Recorded data:
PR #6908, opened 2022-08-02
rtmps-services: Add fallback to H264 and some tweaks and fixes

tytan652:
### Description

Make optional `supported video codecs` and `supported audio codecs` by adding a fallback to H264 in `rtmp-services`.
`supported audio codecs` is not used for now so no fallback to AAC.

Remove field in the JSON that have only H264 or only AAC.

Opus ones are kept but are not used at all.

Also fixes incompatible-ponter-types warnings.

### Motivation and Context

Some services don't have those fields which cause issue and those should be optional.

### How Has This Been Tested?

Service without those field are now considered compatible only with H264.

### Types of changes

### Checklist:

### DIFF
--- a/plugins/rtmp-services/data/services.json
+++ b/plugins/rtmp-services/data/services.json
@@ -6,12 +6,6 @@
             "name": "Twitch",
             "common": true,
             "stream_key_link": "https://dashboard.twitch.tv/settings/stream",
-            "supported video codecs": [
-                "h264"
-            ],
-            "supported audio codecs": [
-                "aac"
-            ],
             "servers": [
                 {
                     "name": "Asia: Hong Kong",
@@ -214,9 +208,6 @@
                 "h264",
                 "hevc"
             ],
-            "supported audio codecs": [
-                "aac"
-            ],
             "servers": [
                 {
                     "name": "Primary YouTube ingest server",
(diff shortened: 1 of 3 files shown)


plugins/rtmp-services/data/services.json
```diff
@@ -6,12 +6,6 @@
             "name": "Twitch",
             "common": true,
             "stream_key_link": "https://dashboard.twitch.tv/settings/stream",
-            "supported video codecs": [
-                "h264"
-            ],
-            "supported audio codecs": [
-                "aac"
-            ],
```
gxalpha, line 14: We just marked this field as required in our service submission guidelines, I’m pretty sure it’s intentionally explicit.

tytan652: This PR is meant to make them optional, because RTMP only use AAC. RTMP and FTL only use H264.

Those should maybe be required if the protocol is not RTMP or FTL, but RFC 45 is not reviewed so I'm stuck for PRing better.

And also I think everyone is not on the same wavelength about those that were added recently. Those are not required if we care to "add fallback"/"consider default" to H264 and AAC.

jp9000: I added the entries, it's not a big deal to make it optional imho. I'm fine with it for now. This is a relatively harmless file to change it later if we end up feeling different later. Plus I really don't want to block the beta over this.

## Activity
Transcribe the lines above precisely, keeping each one unchanged.

## Solution below
PR #6908, opened 2022-08-02
rtmps-services: Add fallback to H264 and some tweaks and fixes

tytan652:
### Description

Make optional `supported video codecs` and `supported audio codecs` by adding a fallback to H264 in `rtmp-services`.
`supported audio codecs` is not used for now so no fallback to AAC.

Remove field in the JSON that have only H264 or only AAC.

Opus ones are kept but are not used at all.

Also fixes incompatible-ponter-types warnings.

### Motivation and Context

Some services don't have those fields which cause issue and those should be optional.

### How Has This Been Tested?

Service without those field are now considered compatible only with H264.

### Types of changes

### Checklist:

### DIFF
--- a/plugins/rtmp-services/data/services.json
+++ b/plugins/rtmp-services/data/services.json
@@ -6,12 +6,6 @@
             "name": "Twitch",
             "common": true,
             "stream_key_link": "https://dashboard.twitch.tv/settings/stream",
-            "supported video codecs": [
-                "h264"
-            ],
-            "supported audio codecs": [
-                "aac"
-            ],
             "servers": [
                 {
                     "name": "Asia: Hong Kong",
@@ -214,9 +208,6 @@
                 "h264",
                 "hevc"
             ],
-            "supported audio codecs": [
-                "aac"
-            ],
             "servers": [
                 {
                     "name": "Primary YouTube ingest server",
(diff shortened: 1 of 3 files shown)


plugins/rtmp-services/data/services.json
```diff
@@ -6,12 +6,6 @@
             "name": "Twitch",
             "common": true,
             "stream_key_link": "https://dashboard.twitch.tv/settings/stream",
-            "supported video codecs": [
-                "h264"
-            ],
-            "supported audio codecs": [
-                "aac"
-            ],
```
gxalpha, line 14: We just marked this field as required in our service submission guidelines, I’m pretty sure it’s intentionally explicit.

tytan652: This PR is meant to make them optional, because RTMP only use AAC. RTMP and FTL only use H264.

Those should maybe be required if the protocol is not RTMP or FTL, but RFC 45 is not reviewed so I'm stuck for PRing better.

And also I think everyone is not on the same wavelength about those that were added recently. Those are not required if we care to "add fallback"/"consider default" to H264 and AAC.

jp9000: I added the entries, it's not a big deal to make it optional imho. I'm fine with it for now. This is a relatively harmless file to change it later if we end up feeling different later. Plus I really don't want to block the beta over this.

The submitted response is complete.